Great News for Camden Families as Camden Education Fund Steps Up!
December 19, 2019Month-By-Month Tally of NJLB’s Top Posts in 2019!
December 30, 2019NJEA Execs Demand Continuation of $700/Hour Acupuncture Sessions — On Your Dime.
Say NO to pension and benefit attacks!
Legislation recently introduced by Senate President Steve Sweeney threatens the pensions and health benefits of NJEA members and other public employees. Instead of finding ways for the state to meet its obligations to working families, starting with a millionaires tax to restore tax fairness to New Jersey, Sen. Sweeney wants to slash benefits and make it even harder for school employees to support their families. It would be a path to poverty for public employees and our families.
Contact your legislators today. Tell them to stand with working people and reject this attack on the pensions and benefits we have worked so hard to earn!

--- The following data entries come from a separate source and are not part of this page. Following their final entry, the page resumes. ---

Issue #1189, opened 2020-07-30
Rest API to force remove the live instance ZNode of a zombie instances.


jiajunwang:
Zombie instance here means the participant that is still connected with the ZK but it refuses to do any work. In practice, we find it is hard to deal with these instances unless we manually remove their live instance node from the ZK.
It would be better if the Helix rest support such an API to give admins better support.

PR #1190, opened 2020-07-30
Add Helix rest Zookeeper delete API to allow removing ephemeral ZNode

jiajunwang:
### Issues

#1189

### Description

Add a new Helix rest API in the ZookeeperAccessor for deleting an ephemeral ZNode.

Note that before we have ACL/audit support in the Helix rest, allowing raw ZK write operation is dangerous.
This API is introduced prematurely for resolving the issue of "zombie" participant (the instance has an active zk connection, but refuse to do any work). Currently, the existence of such a node may block the normal state transitions and then impact the cluster's availability. This PR restricts that only an ephemeral node can be deleted to minimize the risk.

### Tests

TestZooKeeperAccessor.testDelete()

helix-rest

[INFO] Tests run: 164, Failures: 0, Errors: 0, Skipped: 0, Time elapsed: 49.55 s - in TestSuite
[INFO] 
[INFO] Results:
[INFO] 
[INFO] Tests run: 164, Failures: 0, Errors: 0, Skipped: 0
[INFO] 
[INFO] BUILD SUCCESS
[INFO] Total time: 55.836 s
[INFO] Finished at: 2020-07-30T15:40:28-07:00

### Commits

### Documentation (Optional)

### Code Quality

### DIFF
--- a/helix-rest/src/main/java/org/apache/helix/rest/server/resources/zookeeper/ZooKeeperAccessor.java
+++ b/helix-rest/src/main/java/org/apache/helix/rest/server/resources/zookeeper/ZooKeeperAccessor.java
@@ -21,6 +21,7 @@ package org.apache.helix.rest.server.resources.zookeeper;
 
 import java.util.List;
 import java.util.Map;
+import javax.ws.rs.DELETE;
 import javax.ws.rs.GET;
 import javax.ws.rs.Path;
 import javax.ws.rs.PathParam;
@@ -58,8 +59,7 @@ public class ZooKeeperAccessor extends AbstractResource {
     getBinaryData,
     getStringData,
     getChildren,
-    getStat,
-    delete
+    getStat
   }
 
   @GET
@@ -75,8 +75,7 @@ public class ZooKeeperAccessor extends AbstractResource {
         (ServerContext) _application.getProperties().get(ContextPropertyKeys.SERVER_CONTEXT.name());
     _zkBaseDataAccessor = _serverContext.getByteArrayZkBaseDataAccessor();
 
-    // Need to prepend a "/" since JAX-RS regex removes it
-    path = "/" + path;
+    path = prependPath(path);
 
     // Check that the path supplied is valid
     if (!ZkValidationUtil.isPathValid(path)) {
@@ -96,13 +95,31 @@ public class ZooKeeperAccessor extends AbstractResource {
         return getChildren(_zkBaseDataAccessor, path);
       case getStat:
         return getStat(_zkBaseDataAccessor, path);
-      case delete:
-        return delete(_zkBaseDataAccessor, path);
       default:
         String errMsg = "Unsupported command: " + commandStr;
         LOG.error(errMsg);
         return badRequest(errMsg);
     }
+  }
+
+  @DELETE
+  @Path("{path: .+}")
+  public Response delete(@PathParam("path") String path) {
+    // Lazily initialize ZkBaseDataAccessor
+    ServerContext _serverContext =
+        (ServerContext) _application.getProperties().get(ContextPropertyKeys.SERVER_CONTEXT.name());
+    _zkBaseDataAccessor = _serverContext.getByteArrayZkBaseDataAccessor();
+
+    path = prependPath(path);
+
+    // Check that the path supplied is valid
+    if (!ZkValidationUtil.isPathValid(path)) {
+      String errMsg = "The given path is not a valid ZooKeeper path: " + path;
+      LOG.info(errMsg);
+      return badRequest(errMsg);
+    }
+
+    return delete(_zkBaseDataAccessor, path);
   }
 
   /**
@@ -207,22 +224,32 @@ public class ZooKeeperAccessor extends AbstractResource {
    * @return The delete result and the operated path.
    */
   private Response delete(BaseDataAccessor zkBaseDataAccessor, String path) {
-    // TODO: Remove this restriction once we have audit and ACL for the API calls.
-    // TODO: This method is added pre-maturely to support removing the live instance of a zombie
-    // TODO: instance. It is risky to allow all deleting requests before audit and ACL are done.
     Stat stat = zkBaseDataAccessor.getStat(path, AccessOption.PERSISTENT);
-    if (stat != null && stat.getEphemeralOwner() <= 0) {
+    if (stat == null) {
+      return notFound();
+    } else if (stat.getEphemeralOwner() <= 0) {
+      // TODO: Remove this restriction once we have audit and ACL for the API calls.
+      // TODO: This method is added pre-maturely to support removing the live instance of a zombie
+      // TODO: instance. It is risky to allow all deleting requests before audit and ACL are done.
       throw new WebApplicationException(Response.status(Response.Status.FORBIDDEN)
-          .entity(String.format("Deleting a non ephemeral node is not allowed", path)).build());
+          .entity(String.format("Deleting a non ephemeral node is not allowed. Path %s.", path))
+          .build());
     }
 
-    Boolean ret = zkBaseDataAccessor.remove(path, AccessOption.PERSISTENT);
-    Map<String, String> result =
-        ImmutableMap.of(ZooKeeperCommand.delete.name(), ret.toString(), PATH_STR, path);
-    return JSONRepresentation(result);
+    if (zkBaseDataAccessor.remove(path, AccessOption.PERSISTENT)) {
+      return OK();
+    } else {
+      throw new WebApplicationException(Response.status(Response.Status.INTERNAL_SERVER_ERROR)
+          .entity(String.format("Failed to delete %s.", path)).build());
+    }
   }
 
   private ZooKeeperCommand getZooKeeperCommandIfPresent(String command) {
     return Enums.getIfPresent(ZooKeeperCommand.class, command).orNull();
+  }
+
+  private String prependPath(String path) {
+    // Need to prepend a "/" since JAX-RS regex removes it
+    return "/" + path;
   }
 }
--- a/helix-rest/src/main/java/org/apache/helix/rest/server/resources/zookeeper/ZooKeeperAccessor.java
+++ b/helix-rest/src/main/java/org/apache/helix/rest/server/resources/zookeeper/ZooKeeperAccessor.java
@@ -47,7 +47,7 @@ import org.slf4j.LoggerFactory;
  * ZooKeeperAccessor provides methods for accessing ZooKeeper resources (ZNodes).
  * It provides basic ZooKeeper features supported by ZkClient.
  */
-@Path("/zookeeper")
+@Path("/zookeeper{path: /.+}")
 public class ZooKeeperAccessor extends AbstractResource {
   private static final Logger LOG = LoggerFactory.getLogger(ZooKeeperAccessor.class.getName());
   private BaseDataAccessor<byte[]> _zkBaseDataAccessor;
@@ -61,7 +61,6 @@ public class ZooKeeperAccessor extends AbstractResource {
   }
 
   @GET
-  @Path("{path: .+}")
   public Response get(@PathParam("path") String path, @QueryParam("command") String commandStr) {
     ZooKeeperCommand cmd = getZooKeeperCommandIfPresent(commandStr);
     if (cmd == null) {
@@ -72,8 +71,6 @@ public class ZooKeeperAccessor extends AbstractResource {
     ServerContext _serverContext =
         (ServerContext) _application.getProperties().get(ContextPropertyKeys.SERVER_CONTEXT.name());
     _zkBaseDataAccessor = _serverContext.getByteArrayZkBaseDataAccessor();
-
-    path = prependPath(path);
 
     // Check that the path supplied is valid
     if (!ZkValidationUtil.isPathValid(path)) {
@@ -101,14 +98,11 @@ public class ZooKeeperAccessor extends AbstractResource {
   }
 
   @DELETE
-  @Path("{path: .+}")
   public Response delete(@PathParam("path") String path) {
     // Lazily initialize ZkBaseDataAccessor
     ServerContext _serverContext =
         (ServerContext) _application.getProperties().get(ContextPropertyKeys.SERVER_CONTEXT.name());
     _zkBaseDataAccessor = _serverContext.getByteArrayZkBaseDataAccessor();
-
-    path = prependPath(path);
 
     // Check that the path supplied is valid
     if (!ZkValidationUtil.isPathValid(path)) {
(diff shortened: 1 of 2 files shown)


helix-rest/src/main/java/org/apache/helix/rest/server/resources/zookeeper/ZooKeeperAccessor.java
```diff
@@ -94,6 +96,8 @@ public Response get(@PathParam("path") String path, @QueryParam("command") Strin
         return getChildren(_zkBaseDataAccessor, path);
       case getStat:
         return getStat(_zkBaseDataAccessor, path);
+      case delete:
```
pkuwm, line 99: Would this go to a "DELETE" HTTP verb?

helix-rest/src/main/java/org/apache/helix/rest/server/resources/zookeeper/ZooKeeperAccessor.java
```diff
@@ -52,12 +51,15 @@
...
+  private static final String PATH_STR = "path";
+
   public enum ZooKeeperCommand {
     exists,
     getBinaryData,
     getStringData,
     getChildren,
-    getStat
+    getStat,
+    delete
```
narendly, line 62: I think it would be smarter to use deleteEphemeral and rename your methods accordingly because it seems that it's  not the general delete you're trying to support.

helix-rest/src/main/java/org/apache/helix/rest/server/resources/zookeeper/ZooKeeperAccessor.java
```diff
@@ -192,7 +196,29 @@ private Response getStat(BaseDataAccessor<byte[]> zkBaseDataAccessor, String pat
...
+    // TODO: Remove this restriction once we have audit and ACL for the API calls.
+    // TODO: This method is added pre-maturely to support removing the live instance of a zombie
+    // TODO: instance. It is risky to allow all deleting requests before audit and ACL are done.
+    Stat stat = zkBaseDataAccessor.getStat(path, AccessOption.PERSISTENT);
+    if (stat != null && stat.getEphemeralOwner() <= 0) {
+      throw new WebApplicationException(Response.status(Response.Status.FORBIDDEN)
+          .entity(String.format("Deleting a non ephemeral node is not allowed", path)).build());
+    }
+
+    Boolean ret = zkBaseDataAccessor.remove(path, AccessOption.PERSISTENT);
```
narendly, line 219: Would `zkBaseDataAccessor.remove(path, AccessOption.EPHEMERAL)` be an option?

helix-rest/src/main/java/org/apache/helix/rest/server/resources/zookeeper/ZooKeeperAccessor.java
```diff
@@ -192,7 +196,29 @@ private Response getStat(BaseDataAccessor<byte[]> zkBaseDataAccessor, String pat
...
+   * @return The delete result and the operated path.
+   */
+  private Response delete(BaseDataAccessor zkBaseDataAccessor, String path) {
+    // TODO: Remove this restriction once we have audit and ACL for the API calls.
+    // TODO: This method is added pre-maturely to support removing the live instance of a zombie
+    // TODO: instance. It is risky to allow all deleting requests before audit and ACL are done.
+    Stat stat = zkBaseDataAccessor.getStat(path, AccessOption.PERSISTENT);
+    if (stat != null && stat.getEphemeralOwner() <= 0) {
+      throw new WebApplicationException(Response.status(Response.Status.FORBIDDEN)
+          .entity(String.format("Deleting a non ephemeral node is not allowed", path)).build());
```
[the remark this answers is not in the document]
jiajunwang: good catch!

helix-rest/src/test/java/org/apache/helix/rest/server/TestZooKeeperAccessor.java
```diff
@@ -192,4 +191,33 @@ public void testGetStat() throws IOException {
...
+      // 2. Create a ephemeral node. Delete shall be done successfully.
+      _testBaseDataAccessor.remove(deletePath, AccessOption.PERSISTENT);
+      _testBaseDataAccessor.create(deletePath, null, AccessOption.EPHEMERAL);
+      // Verify with the REST endpoint
+      String data = new JerseyUriRequestBuilder("zookeeper{}?command=delete").format(deletePath)
+          .isBodyReturnExpected(true).get(this);
+      Map<String, String> result = OBJECT_MAPPER.readValue(data, HashMap.class);
+      Assert.assertEquals(result.get("path"), deletePath);
+      Assert.assertEquals(result.get("delete"), new Boolean(true).toString());
+      Assert.assertFalse(_testBaseDataAccessor.exists(deletePath, AccessOption.PERSISTENT));
```
xyuanlu, line 217: Question here (may not related to your change).
Is the second param here in `exists(String path, int options)` useful? I did not find it being considered in any implementation of BaseDataAccessor.

helix-rest/src/main/java/org/apache/helix/rest/server/resources/zookeeper/ZooKeeperAccessor.java
jiajunwang: That makes more sense, let me have a try.

helix-rest/src/main/java/org/apache/helix/rest/server/resources/zookeeper/ZooKeeperAccessor.java
jiajunwang: I don't think we want "deleteEphemeral" eventually. As mentioned in the description, this is a premature feature that we add now for unblocking our users.

Alternatively, I tried to allow deleting live instance only. But that will pollute the ZookeeperAccessor API with Helix logics. So I discarded that idea.

helix-rest/src/main/java/org/apache/helix/rest/server/resources/zookeeper/ZooKeeperAccessor.java
jiajunwang: The latter parameter is not used. Put EPHEMERAL or PERSISTENT is equally confusing. So let me just put the first enum item for now. I actually intend to avoid using EPHEMERAL since it indicates this parameter has some usage inside (but it is not true).

I think we need to discard this interesting API for good.

helix-rest/src/test/java/org/apache/helix/rest/server/TestZooKeeperAccessor.java
jiajunwang: No use at all. There is no such thing in ZK lib. I think we shall clean them up in a separate PR.

helix-rest/src/main/java/org/apache/helix/rest/server/resources/zookeeper/ZooKeeperAccessor.java
narendly: I still don't agree - it seems that you are suggesting using `delete`, expecting its behavior to change in the future. That will bring about backward-compatibility issues and make the meaning of "delete" murky. 

It's fine if you need to provide another endpoint/API, but a good API design involves something that is 1) easy to do and 2) doing exactly what it's advertising to do. Do you see why it might be less desirable to add hidden assumptions to `delete`?

helix-rest/src/test/java/org/apache/helix/rest/server/TestZooKeeperAccessor.java
xyuanlu: Right. That confuses me as well. It seems many functions has a not-used 'int option' as input. May I suggest using a value consist with the node type as input? For example, we want to check if the newly created EPHEMERAL node is deleted, let use EPHEMERAL here to avoid further confusion.

helix-rest/src/main/java/org/apache/helix/rest/server/resources/zookeeper/ZooKeeperAccessor.java
jiajunwang: I can see where you are coming from. Could you check the latest change that I have modified the method to use DELETE verb according to what Huizhi suggested? I think it is cleaner. However, in this case, we need some more parameters to separate the cases. And I think it might be overcomplicated.

@dasahcc and @pkuwm please also share your opinion since you also contributed to the Helix rest.

helix-rest/src/main/java/org/apache/helix/rest/server/resources/zookeeper/ZooKeeperAccessor.java
jiajunwang: Let's don't touch the option for this PR. Let me create an issue for the unnecessary AccessOption.

pkuwm:
@jiajunwang By "zombie" participant, you meant the ephemeral node doesn't have any active zk connection/session, but it is not deleted by ZK?

jiajunwang:
> @jiajunwang By "zombie" participant, you meant the ephemeral node doesn't have any active zk connection/session, but it is not deleted by ZK?

Please read the description of PR, "the instance has an active zk connection, but refuse to do any work"

pkuwm:
> > @jiajunwang By "zombie" participant, you meant the ephemeral node doesn't have any active zk connection/session, but it is not deleted by ZK?
> 
> Please read the description of PR, "the instance has an active zk connection, but refuse to do any work"

Oh I read "**an active** zkconnection" as **inactive** zkconnection...

helix-rest/src/main/java/org/apache/helix/rest/server/resources/zookeeper/ZooKeeperAccessor.java
```diff
@@ -101,6 +100,26 @@ public Response get(@PathParam("path") String path, @QueryParam("command") Strin
...
 
+  @DELETE
+  @Path("{path: .+}")
+  public Response delete(@PathParam("path") String path) {
+    // Lazily initialize ZkBaseDataAccessor
+    ServerContext _serverContext =
+        (ServerContext) _application.getProperties().get(ContextPropertyKeys.SERVER_CONTEXT.name());
+    _zkBaseDataAccessor = _serverContext.getByteArrayZkBaseDataAccessor();
+
+    path = prependPath(path);
```
pkuwm, line 111: Actually if we set the root path as below, we don't need to prepend the root slash, which is not that clean.
```
@Path("/zookeeper{path: /.+}")
public class ZooKeeperAccessor extends AbstractResource {
```

helix-rest/src/main/java/org/apache/helix/rest/server/resources/zookeeper/ZooKeeperAccessor.java
pkuwm: My opinion is, 
1. use `DELETE` verb that is designed for the REST delete operation.
2. if we only want to support deleting ephemeral, document it well and return a clear response like:
```
    HTTP/1.1  404
    Content-Type: application/json
 
    {
      "message": "Deleting a non-ephemeral node is not supported/allowed",
      "path": "/a/b/c"
    }
```
And it is extensible if we want to support deleting persistent node in the future.

jiajunwang: This information is carried in the response entity as a string for now. I don't think we need to make it too structural (complicated) given it is a temporary restriction. And eventually, we do not have a clear standard for the response format now. So I would prefer holding on any more complex idea.

helix-rest/src/main/java/org/apache/helix/rest/server/resources/zookeeper/ZooKeeperAccessor.java
jiajunwang: Neat, changed the code accordingly. There is more code like that. But I would not change them in this PR.

helix-rest/src/main/java/org/apache/helix/rest/server/resources/zookeeper/ZooKeeperAccessor.java
```diff
@@ -196,6 +209,32 @@ private Response getStat(BaseDataAccessor<byte[]> zkBaseDataAccessor, String pat
...
+  /**
+   * Delete the ZNode at the given path if exists.
+   * @param zkBaseDataAccessor
+   * @param path
+   * @return The delete result and the operated path.
+   */
+  private Response delete(BaseDataAccessor zkBaseDataAccessor, String path) {
+    Stat stat = zkBaseDataAccessor.getStat(path, AccessOption.PERSISTENT);
+    if (stat == null) {
+      return notFound();
```
pkuwm, line 221: Could we add a msg to this as well: ("Path %s does not exist", path)? I think it gives a user a better idea. Otherwise the msg returned is unfriendly if we use `curl endpoint` in terminal.
```
<html>
<head>
<meta http-equiv="Content-Type" content="text/html;charset=ISO-8859-1"/>
<title>Error 404 </title>
</head>
<body>
<h2>HTTP ERROR: 404</h2>
<p>Problem accessing /admin/v2/zookeeper/aa. Reason:
<pre>    Not Found</pre></p>
<hr /><a href="http://eclipse.org/jetty">Powered by Jetty:// 9.4.12.v20180830</a><hr/>
</body>
</html>
```

VS
```
{
  "message" : "Path /aa does not exist",
  "status": 404
}
```

helix-rest/src/main/java/org/apache/helix/rest/server/resources/zookeeper/ZooKeeperAccessor.java
```diff
@@ -196,6 +209,32 @@ private Response getStat(BaseDataAccessor<byte[]> zkBaseDataAccessor, String pat
...
+    } else if (stat.getEphemeralOwner() <= 0) {
+      // TODO: Remove this restriction once we have audit and ACL for the API calls.
+      // TODO: This method is added pre-maturely to support removing the live instance of a zombie
+      // TODO: instance. It is risky to allow all deleting requests before audit and ACL are done.
+      throw new WebApplicationException(Response.status(Response.Status.FORBIDDEN)
+          .entity(String.format("Deleting a non-ephemeral node is not allowed.")).build());
+    }
+
+    if (zkBaseDataAccessor.remove(path, AccessOption.PERSISTENT)) {
+      return OK();
```
pkuwm, line 231: At least add a message `OK("Success")`?

helix-rest/src/main/java/org/apache/helix/rest/server/resources/zookeeper/ZooKeeperAccessor.java
```diff
@@ -196,6 +209,32 @@ private Response getStat(BaseDataAccessor<byte[]> zkBaseDataAccessor, String pat
     return JSONRepresentation(result);
   }
 
+  /**
+   * Delete the ZNode at the given path if exists.
+   * @param zkBaseDataAccessor
+   * @param path
+   * @return The delete result and the operated path.
+   */
+  private Response delete(BaseDataAccessor zkBaseDataAccessor, String path) {
```
narendly, line 218: I'm not seeing how this is any different from using delete. This is no better than using `delete` for two different types of delete's - delete and deleteEphemeral.

Perhaps you could add a commandStr here to differentiate two different types of `delete`s, and when you want to add an endpoint for regular delete backed by ACL checks, then just implement that _if_ that becomes necessary?

My point was not about what kind of REST verb we should use - it's pretty clear we should use DELETE in this case. But it's more about following a good API design which, again, is something that is hard to misuse by not embedding hidden assumptions or TODOs that may cause a behavior change down the road.

jiajunwang: Discussed with Junkai in slack, his point is that we don't need the additional cmd layer for now.

jiajunwang:

PR #474, opened 2026-04-14
fix(ai): correct creatinine/BUN trend direction for AKI detection

### LINKED ISSUE #213: clinical-safety(p2): creatinine and BUN trend direction wrong — rising AKI trends shown as stable
## Problem
`packages/medical-logic/src/trend-utils.ts` marks both Creatinine and BUN as `"stable"` direction:

```typescript
Creatinine: "stable",
BUN: "stable",
```

**Clinically, both are directional:**
- **Rising creatinine** = worsening renal function, acute kidney injury
- **Rising BUN** = kidney dysfunction, dehydration, catabolic state
- **Falling creatinine/BUN** = improving renal function (good)

A patient with creatinine rising from 1.0 → 1.8 mg/dL in 24 hours (80% increase = AKI criteria) will have a **neutral trend indicator** — no visual or alert-level signal that renal function is deteriorating rapidly.

## Clinical Consequence
- Acute kidney injury goes unnoticed due to "stable" trend classification
- Particularly dangerous post-surgery, post-contrast, or with nephrotoxic drugs (aminoglycosides, NSAIDs, contrast)
- Rising BUN + rising Cr = AKI; currently shown as doubly "stable"

## Fix
```typescript
Creatinine: "down",  // lower is better
BUN: "down",         // lower is better
```
Then the trend analysis will correctly flag upward trends as "concerning" and downward as "improving."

That’s your NJEA executives, folks, urging members to fight pension and benefits reform, particularly Senate President Steve Sweeney’s “Path to Progress.” Sweeney’s plan aims to fix our current health and benefits system which is the most underfunded in the country, particularly the Teachers Pension and Annuity Fund (TPAF). From Path to Progress:
The State’s combined pension and retiree health benefit liabilities of $151.5 billion are four times the size of the State’s annual budget; and more than three times the size of the State’s bonded debt. That public employee debt represents $16,772 for every one of New Jersey’s nine million residents, it will continue to grow every year. Without changes to the pension and benefit structure, the cost of pensions and benefits will rise by $4.1 billion over the next four years and eat up 26 percent of the state budget.
Wow. Twenty-six percent of our annual state budget? A liability of $16,772 for every NJ resident? That’s a lot. This fiscal predicament has many fathers, including underpayments, lack of accountability, and “platinum” level health plans for NJEA members, far more generous than either those offered in the private sector and other public worker plans.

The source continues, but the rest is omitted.